• [Problem description]: If a line in the data below holds the word "dependency", include it in the count. Give only the final number.

• [Given records]:
BEGIN
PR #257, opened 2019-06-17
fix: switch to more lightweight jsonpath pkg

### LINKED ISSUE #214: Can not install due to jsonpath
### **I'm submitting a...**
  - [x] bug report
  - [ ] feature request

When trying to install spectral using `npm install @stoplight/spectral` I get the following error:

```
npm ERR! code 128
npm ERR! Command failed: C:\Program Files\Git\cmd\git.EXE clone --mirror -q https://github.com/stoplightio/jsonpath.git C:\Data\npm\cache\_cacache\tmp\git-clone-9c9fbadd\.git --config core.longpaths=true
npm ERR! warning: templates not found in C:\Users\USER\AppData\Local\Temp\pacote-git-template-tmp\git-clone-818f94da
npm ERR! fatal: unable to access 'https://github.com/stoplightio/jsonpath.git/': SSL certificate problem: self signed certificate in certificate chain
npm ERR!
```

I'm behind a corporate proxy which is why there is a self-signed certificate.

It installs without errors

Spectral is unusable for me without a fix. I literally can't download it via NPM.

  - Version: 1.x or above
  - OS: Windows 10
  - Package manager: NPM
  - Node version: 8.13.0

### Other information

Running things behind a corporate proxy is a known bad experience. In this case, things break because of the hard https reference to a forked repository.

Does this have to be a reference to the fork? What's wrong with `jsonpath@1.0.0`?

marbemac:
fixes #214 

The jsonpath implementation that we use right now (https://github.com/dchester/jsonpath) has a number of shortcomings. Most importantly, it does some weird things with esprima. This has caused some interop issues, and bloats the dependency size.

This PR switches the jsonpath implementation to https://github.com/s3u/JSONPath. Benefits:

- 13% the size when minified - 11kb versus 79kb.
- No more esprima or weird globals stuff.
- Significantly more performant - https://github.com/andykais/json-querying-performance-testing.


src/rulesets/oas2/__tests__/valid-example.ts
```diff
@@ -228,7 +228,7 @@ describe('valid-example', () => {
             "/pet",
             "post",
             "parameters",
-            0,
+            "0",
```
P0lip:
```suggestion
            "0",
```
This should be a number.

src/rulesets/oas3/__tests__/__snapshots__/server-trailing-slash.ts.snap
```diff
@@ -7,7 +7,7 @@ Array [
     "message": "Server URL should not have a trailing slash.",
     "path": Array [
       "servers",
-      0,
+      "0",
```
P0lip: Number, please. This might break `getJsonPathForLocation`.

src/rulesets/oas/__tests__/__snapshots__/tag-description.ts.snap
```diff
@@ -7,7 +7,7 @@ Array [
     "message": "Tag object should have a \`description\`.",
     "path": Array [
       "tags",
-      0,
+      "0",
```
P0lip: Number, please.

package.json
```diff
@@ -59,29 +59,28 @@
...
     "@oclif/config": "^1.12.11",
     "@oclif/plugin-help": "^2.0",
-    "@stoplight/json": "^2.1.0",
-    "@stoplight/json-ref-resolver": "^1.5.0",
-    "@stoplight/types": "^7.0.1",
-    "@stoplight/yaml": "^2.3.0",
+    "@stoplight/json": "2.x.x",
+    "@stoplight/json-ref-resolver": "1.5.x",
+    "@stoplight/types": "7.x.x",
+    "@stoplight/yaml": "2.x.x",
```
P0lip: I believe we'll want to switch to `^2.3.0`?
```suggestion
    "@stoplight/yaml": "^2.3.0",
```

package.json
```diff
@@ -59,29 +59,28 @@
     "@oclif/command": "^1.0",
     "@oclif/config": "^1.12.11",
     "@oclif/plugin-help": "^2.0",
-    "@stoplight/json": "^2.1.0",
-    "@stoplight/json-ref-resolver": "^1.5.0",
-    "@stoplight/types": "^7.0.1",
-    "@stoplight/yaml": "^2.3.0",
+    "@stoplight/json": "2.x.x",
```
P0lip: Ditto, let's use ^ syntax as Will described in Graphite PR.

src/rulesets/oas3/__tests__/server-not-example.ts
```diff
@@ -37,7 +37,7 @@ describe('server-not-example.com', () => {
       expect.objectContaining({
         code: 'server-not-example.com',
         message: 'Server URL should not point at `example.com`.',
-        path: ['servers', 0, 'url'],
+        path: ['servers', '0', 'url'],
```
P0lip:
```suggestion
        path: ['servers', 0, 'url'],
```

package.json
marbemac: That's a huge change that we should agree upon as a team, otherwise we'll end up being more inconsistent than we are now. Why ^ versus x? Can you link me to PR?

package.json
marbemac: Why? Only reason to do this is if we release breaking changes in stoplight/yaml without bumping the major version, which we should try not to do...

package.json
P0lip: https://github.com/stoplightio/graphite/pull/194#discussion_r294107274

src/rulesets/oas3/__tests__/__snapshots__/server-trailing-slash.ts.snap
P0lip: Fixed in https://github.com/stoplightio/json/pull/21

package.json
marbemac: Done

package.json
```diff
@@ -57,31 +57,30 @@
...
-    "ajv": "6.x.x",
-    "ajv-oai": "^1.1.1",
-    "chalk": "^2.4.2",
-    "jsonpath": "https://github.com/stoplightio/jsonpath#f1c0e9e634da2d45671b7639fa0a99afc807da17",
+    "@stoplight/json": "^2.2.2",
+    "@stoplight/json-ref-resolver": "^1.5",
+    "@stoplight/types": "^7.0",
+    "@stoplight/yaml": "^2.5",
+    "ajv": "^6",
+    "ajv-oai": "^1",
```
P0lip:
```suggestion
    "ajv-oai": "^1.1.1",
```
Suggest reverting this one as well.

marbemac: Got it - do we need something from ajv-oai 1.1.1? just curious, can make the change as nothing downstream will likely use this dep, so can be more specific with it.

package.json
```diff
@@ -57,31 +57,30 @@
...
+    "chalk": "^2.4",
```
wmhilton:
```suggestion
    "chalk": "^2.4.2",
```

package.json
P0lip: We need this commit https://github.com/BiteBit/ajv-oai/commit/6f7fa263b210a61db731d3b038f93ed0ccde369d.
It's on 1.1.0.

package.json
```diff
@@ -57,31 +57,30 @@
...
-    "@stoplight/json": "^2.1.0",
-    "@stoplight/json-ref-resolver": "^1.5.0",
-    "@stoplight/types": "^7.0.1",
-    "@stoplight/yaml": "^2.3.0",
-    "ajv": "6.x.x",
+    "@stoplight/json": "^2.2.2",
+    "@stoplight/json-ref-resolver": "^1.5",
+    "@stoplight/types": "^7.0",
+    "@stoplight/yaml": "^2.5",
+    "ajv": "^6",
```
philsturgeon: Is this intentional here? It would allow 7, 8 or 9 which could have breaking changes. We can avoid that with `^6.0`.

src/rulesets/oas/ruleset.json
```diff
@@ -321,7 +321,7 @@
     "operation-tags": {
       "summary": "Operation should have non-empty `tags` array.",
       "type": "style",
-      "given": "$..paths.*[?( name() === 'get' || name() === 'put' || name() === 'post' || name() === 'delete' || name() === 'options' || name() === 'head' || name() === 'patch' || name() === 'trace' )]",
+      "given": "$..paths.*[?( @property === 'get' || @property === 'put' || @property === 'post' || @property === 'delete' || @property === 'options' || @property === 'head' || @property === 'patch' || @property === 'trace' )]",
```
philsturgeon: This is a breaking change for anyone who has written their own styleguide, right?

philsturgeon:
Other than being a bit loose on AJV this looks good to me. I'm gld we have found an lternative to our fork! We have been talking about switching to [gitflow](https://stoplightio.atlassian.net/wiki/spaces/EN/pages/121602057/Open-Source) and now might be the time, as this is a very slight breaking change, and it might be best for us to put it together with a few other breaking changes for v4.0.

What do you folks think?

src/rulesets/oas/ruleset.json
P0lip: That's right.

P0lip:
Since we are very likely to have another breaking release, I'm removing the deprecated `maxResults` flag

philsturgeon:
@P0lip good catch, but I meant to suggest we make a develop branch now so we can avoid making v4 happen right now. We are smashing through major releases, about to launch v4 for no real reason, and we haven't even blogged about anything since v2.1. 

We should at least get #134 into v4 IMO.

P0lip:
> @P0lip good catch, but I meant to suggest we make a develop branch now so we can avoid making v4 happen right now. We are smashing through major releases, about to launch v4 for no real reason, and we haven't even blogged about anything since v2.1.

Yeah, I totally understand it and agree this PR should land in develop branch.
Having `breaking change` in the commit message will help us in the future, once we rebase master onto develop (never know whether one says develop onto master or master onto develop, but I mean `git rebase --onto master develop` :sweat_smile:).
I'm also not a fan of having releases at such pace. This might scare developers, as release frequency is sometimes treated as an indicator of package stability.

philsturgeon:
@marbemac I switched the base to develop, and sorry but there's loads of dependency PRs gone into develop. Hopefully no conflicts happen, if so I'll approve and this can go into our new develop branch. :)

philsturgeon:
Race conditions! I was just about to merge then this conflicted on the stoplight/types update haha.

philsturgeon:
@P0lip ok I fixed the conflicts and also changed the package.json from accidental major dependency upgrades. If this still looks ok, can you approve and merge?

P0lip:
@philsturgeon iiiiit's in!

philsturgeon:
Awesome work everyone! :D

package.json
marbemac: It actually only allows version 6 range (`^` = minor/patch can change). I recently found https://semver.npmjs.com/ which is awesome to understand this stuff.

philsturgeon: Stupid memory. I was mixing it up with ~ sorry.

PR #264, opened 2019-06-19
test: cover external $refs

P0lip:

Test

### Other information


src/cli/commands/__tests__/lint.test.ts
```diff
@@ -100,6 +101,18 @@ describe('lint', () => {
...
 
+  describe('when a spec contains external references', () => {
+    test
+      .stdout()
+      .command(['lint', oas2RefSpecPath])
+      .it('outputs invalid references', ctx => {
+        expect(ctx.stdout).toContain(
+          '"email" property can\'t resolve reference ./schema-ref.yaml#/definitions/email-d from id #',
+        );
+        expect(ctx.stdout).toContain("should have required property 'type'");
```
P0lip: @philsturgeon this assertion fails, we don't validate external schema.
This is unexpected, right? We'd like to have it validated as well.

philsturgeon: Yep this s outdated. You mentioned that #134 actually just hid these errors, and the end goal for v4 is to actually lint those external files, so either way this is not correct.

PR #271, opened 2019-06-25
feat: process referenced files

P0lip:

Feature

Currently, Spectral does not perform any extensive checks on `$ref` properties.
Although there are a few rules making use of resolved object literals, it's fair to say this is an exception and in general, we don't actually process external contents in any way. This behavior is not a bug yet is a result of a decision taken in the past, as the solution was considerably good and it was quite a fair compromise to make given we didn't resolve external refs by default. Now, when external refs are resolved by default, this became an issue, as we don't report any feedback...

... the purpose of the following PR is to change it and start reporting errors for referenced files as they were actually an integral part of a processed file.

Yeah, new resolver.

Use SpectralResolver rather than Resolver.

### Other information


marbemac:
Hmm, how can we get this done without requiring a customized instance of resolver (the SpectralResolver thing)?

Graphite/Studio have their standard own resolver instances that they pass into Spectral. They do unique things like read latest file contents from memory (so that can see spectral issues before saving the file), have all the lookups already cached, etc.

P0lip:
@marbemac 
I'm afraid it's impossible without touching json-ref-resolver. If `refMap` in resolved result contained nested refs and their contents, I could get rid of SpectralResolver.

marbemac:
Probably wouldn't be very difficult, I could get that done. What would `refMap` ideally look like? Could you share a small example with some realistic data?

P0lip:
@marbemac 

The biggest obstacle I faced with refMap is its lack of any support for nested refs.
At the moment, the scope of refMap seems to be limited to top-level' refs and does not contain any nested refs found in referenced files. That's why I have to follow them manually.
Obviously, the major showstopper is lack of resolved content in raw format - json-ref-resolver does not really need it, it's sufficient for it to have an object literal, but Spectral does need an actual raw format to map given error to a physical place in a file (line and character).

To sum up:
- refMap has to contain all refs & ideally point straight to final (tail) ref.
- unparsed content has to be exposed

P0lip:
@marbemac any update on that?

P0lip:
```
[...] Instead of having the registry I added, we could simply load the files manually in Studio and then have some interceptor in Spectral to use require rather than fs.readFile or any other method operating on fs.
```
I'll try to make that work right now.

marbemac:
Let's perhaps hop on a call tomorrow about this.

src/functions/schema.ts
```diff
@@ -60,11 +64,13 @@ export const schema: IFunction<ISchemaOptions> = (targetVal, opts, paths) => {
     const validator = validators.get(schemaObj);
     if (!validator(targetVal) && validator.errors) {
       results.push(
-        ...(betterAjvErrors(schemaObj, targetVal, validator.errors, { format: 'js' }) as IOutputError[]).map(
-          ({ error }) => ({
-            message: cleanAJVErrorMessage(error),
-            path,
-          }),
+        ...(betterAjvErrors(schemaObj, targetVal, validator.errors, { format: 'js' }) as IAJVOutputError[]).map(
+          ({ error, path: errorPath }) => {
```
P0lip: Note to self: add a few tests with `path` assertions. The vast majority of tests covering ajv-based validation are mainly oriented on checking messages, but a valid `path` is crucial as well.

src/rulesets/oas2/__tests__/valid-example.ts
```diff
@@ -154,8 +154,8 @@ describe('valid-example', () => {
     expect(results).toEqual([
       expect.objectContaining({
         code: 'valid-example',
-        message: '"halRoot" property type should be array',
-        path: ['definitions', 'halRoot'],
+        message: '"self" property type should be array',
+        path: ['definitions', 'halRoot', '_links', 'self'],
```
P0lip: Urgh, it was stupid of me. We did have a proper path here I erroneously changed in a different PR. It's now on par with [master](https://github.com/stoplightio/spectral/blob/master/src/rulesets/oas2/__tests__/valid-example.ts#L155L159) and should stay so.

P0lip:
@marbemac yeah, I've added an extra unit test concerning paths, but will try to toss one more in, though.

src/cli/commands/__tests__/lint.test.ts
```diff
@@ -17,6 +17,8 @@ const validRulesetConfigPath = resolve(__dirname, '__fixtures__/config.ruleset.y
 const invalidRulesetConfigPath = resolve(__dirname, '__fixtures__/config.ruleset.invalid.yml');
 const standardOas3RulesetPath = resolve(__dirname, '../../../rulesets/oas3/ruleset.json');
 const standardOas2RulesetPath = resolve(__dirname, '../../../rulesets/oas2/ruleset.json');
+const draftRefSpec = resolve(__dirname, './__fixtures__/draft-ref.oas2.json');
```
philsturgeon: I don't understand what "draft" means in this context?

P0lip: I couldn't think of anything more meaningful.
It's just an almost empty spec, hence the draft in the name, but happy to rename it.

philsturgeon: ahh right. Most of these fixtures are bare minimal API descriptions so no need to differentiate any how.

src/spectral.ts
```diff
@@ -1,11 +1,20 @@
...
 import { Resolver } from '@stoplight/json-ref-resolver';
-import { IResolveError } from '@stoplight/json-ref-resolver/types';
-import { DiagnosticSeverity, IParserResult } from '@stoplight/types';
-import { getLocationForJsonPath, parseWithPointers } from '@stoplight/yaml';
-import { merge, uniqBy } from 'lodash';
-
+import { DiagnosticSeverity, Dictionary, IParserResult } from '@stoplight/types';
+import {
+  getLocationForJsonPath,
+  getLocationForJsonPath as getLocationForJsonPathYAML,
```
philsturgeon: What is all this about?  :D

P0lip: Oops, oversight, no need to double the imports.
END
BEGIN
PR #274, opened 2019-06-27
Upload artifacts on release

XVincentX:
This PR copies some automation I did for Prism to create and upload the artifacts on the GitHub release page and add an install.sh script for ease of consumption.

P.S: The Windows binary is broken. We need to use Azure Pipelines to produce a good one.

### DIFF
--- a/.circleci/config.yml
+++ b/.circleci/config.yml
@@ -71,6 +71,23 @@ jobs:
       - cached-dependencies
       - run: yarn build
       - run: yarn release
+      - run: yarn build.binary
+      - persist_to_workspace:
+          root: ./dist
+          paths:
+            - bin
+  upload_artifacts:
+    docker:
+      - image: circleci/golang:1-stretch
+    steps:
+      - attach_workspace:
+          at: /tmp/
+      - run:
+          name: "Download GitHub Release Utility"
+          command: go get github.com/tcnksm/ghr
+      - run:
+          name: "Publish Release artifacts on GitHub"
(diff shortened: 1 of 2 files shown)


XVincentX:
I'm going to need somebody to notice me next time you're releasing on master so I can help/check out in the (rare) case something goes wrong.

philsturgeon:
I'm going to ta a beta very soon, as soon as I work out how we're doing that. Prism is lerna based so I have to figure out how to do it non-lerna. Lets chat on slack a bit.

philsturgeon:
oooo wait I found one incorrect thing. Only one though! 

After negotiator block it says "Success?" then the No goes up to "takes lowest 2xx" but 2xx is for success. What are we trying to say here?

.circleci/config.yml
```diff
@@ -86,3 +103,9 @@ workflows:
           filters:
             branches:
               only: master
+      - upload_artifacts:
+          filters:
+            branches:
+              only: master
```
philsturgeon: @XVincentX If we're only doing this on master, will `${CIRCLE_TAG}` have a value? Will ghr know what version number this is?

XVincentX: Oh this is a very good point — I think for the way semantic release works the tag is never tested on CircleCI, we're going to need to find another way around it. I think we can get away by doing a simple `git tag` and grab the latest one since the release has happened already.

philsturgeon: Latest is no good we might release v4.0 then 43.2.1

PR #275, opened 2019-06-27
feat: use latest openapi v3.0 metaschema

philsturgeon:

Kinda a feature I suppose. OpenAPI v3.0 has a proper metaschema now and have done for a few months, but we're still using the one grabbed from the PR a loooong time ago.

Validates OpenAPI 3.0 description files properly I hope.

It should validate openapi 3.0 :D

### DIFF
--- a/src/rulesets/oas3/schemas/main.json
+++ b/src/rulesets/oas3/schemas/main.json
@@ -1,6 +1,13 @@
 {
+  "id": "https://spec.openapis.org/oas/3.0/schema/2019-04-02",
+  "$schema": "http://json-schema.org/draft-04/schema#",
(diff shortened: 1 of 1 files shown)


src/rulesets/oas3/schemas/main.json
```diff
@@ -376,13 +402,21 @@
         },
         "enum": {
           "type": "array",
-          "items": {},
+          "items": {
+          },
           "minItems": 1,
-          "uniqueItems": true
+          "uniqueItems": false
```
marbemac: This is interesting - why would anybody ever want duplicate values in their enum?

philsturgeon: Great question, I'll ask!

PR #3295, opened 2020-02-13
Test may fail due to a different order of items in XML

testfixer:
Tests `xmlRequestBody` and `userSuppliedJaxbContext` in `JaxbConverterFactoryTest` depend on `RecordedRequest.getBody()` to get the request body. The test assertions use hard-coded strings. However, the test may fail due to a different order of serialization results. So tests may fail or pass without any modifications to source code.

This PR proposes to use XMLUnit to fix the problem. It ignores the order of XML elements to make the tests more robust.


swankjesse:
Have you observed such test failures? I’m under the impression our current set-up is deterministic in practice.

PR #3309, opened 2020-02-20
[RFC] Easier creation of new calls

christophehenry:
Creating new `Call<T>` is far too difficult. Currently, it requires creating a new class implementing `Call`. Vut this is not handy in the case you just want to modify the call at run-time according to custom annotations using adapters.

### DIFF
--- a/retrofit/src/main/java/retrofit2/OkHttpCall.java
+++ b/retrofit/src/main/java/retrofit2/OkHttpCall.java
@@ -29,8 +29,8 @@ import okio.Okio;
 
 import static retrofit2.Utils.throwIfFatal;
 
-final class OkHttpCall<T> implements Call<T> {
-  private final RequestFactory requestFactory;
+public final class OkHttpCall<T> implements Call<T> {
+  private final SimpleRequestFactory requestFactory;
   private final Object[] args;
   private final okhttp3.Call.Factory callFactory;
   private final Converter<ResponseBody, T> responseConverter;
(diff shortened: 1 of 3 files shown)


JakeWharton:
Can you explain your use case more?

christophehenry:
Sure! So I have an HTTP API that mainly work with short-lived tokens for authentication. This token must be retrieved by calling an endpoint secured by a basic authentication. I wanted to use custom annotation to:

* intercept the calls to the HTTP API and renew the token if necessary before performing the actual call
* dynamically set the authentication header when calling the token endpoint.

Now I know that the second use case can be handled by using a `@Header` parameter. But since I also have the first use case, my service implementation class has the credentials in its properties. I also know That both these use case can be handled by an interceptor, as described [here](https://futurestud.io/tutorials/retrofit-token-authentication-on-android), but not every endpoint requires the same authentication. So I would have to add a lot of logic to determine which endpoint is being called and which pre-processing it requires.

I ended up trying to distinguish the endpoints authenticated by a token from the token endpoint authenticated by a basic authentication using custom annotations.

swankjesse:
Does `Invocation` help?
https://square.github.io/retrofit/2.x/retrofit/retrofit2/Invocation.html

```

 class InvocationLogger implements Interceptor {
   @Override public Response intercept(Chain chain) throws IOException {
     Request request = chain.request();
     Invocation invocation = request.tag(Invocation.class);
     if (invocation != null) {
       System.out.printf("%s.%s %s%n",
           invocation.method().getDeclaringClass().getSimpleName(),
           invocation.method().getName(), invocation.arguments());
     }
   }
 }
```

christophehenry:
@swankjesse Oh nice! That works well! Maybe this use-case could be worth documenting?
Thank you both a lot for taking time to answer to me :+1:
END
BEGIN
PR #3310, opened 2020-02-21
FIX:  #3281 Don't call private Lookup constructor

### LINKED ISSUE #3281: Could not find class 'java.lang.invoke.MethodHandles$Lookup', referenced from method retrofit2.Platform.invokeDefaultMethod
END
• [Written answer]: 3